Although it's not technically documented, a lot of code assumes that once a stream emits an 'error' event, it will not subsequently emit 'data' or 'end' events. This is pretty much necessary, because otherwise it's impossible for a stream consumer to know when a stream has come to rest and will emit no more events. I've reproduced a case where Node reliably emits an 'end' event after an 'error' event, which violates the expectations of code that assumes a stream has come to rest after 'error'.
To be really precise about where I tested it:
Works as expected on v0.10 (perhaps only because the 'end' event is emitted first):
Does not work as expected on v0.12 and later:
Here's a test case that's commented with what it's doing. I've tried to simplify it as much as possible, but since it's a race condition, it's tricky to get the timing just right.
/*
* test-stream.js: demonstrates a case where a Node stream can see an 'end'
* event after an 'error' event.
*
* This test case works as follows:
*
* (1) Set up a TCP server socket and connect to it using a TCP client.
* Server: set up listeners for 'end' and 'error'.
* Client: set up listener for 'error'.
*
* (2) Client: write 65536 bytes of data.
*
* (3) Pause one second. Behind the scenes, Node will detect that the
* server's socket has become readable and read all 65536 bytes. These
* will be buffered in JavaScript.
*
* (4) Server: read 65535 bytes of data from the Socket. There will be
* one byte left buffered on the Socket in JavaScript.
* Client: destroy the socket. This will send a FIN to the server.
*
* (5) Asynchronously (via setImmediate):
* Server: read 1 byte of data from the Socket. This will trigger Node
* to read from the underlying socket again, where it will read 0
* bytes, signifying the end of the stream.
*
* Server: write data to the socket. Since the socket is now
* disconnected, eventually these writes will report EPIPE/SIGPIPE.
* This generally happens synchronously with respect to the write()
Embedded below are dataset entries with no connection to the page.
PR #1448, opened 2026-05-05
RATIS-2509. Introduce local read API to reduce serde cost

ivandika3:

See https://issues.apache.org/jira/browse/RATIS-2509

OM code integration (`OzoneManagerRatisRequest#submitRequest`)

```java
    public OMResponse submitReadRequest(OMRequest omRequest, Function<OMRequest, OMResponse> handler)
      throws ServiceException {
    try {
      return serverDivision.readOnlyAsync(() -> CompletableFuture.completedFuture(handler.apply(omRequest))).get();
    } catch (ExecutionException | IOException ex) {
      throw new ServiceException(ex.getMessage(), ex);
    } catch (InterruptedException ex) {
      throw new ServiceException(ex.getMessage(), ex);
    }

  }

```

https://issues.apache.org/jira/browse/RATIS-2509

## How was this patch tested?

OM Leader read performance testing, the Ratis read performance is on par with the direct read.
- Before patch: 235020 QPS -> 180433 QPS (24% QPS reduction)
- After patch: 235020 QPS -> 228362 (3% QPS reduction)

Follower read throughput remains unchanged, so might not be the main overhead.

### DIFF
--- a/ratis-server-api/src/main/java/org/apache/ratis/server/RaftServer.java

* call, but the error will be emitted asynchronously.
*
* (6) Asynchronously (via setImmediate):
* Server: read another byte from the socket. At this point, we're
* reading past end-of-stream, and Node will schedule an 'end' event to
* be emitted, but an 'error' event has already been scheduled as well,
* so we'll see 'error' and then 'end', which should be invalid.
*/
var mod_net = require('net');
var mod_os = require('os');
/* IP address and port used for this test case. */
var ip = '127.0.0.1';
var port = 16404;
/* We'll use this buffer as a chunk of data. */
var bufsz = 64 * 1024;
var buf;
/* State for this test */
var server; /* server's listening socket */
var ssock; /* server's connection socket */
var csock; /* client socket */
var end = false; /* server has seen "end" on its connection socket */
var error = false; /* server has seen "error" on its connection socket */
function main()
{
console.log('versions:',
process.version, process.arch, mod_os.platform());
buf = new Buffer(bufsz);
buf.fill(0);
/*
* (1) Set up client and server.
*/
server = mod_net.createServer({ 'allowHalfOpen': true });
server.on('connection', function (s) {
console.log('server: client connected');
ssock = s;
ssock.on('end', function () {
console.log('server: saw "end" on client socket');
if (error) {
console.log('reproduced issue!');
process.abort();
}
end = true;
});
ssock.on('error', function (err) {
console.log('server: saw "error" on client socket', err);
if (error || end) {
console.log('bailing out after server error');
process.exit(0);
}
// ssock.read(1);
error = true;
});
/*
* (2) Client writes data.
*/
csock.write(buf);
/*
* (3) Pause until the server sees that data.
*/
ssock.once('readable', triggerIssue);
});
server.listen(port, function () {
console.log('server: listening');
csock = mod_net.createConnection(port, ip);
csock.on('connect', function () {
console.log('client: connected');
});
csock.on('end', function () {
console.log('client: saw "end" on server socket');
});
});
}
function triggerIssue()
{
console.log('triggering issue by destroying client socket');
/*
* (4) Read _most_ of the data from the socket and have the client
* destroy the socket.
*/
ssock.read(bufsz - 1);
csock.destroy();
setImmediate(function () {
/*
* (5) Read 1 byte of data from the socket and write data to it.
*/
ssock.read(1);
ssock.write(buf);
ssock.write(buf);
setImmediate(function () {
/*
* (6) Read one more byte.
*/
ssock.read(1);
});
});
}
main();
The detailed output for each test I ran is here:
https://gist.github.com/davepacheco/84d450d2c25f6212a99a984a8f089b4c
@nodejs/streams Is this a bug? Documentation issue? Neither? Both?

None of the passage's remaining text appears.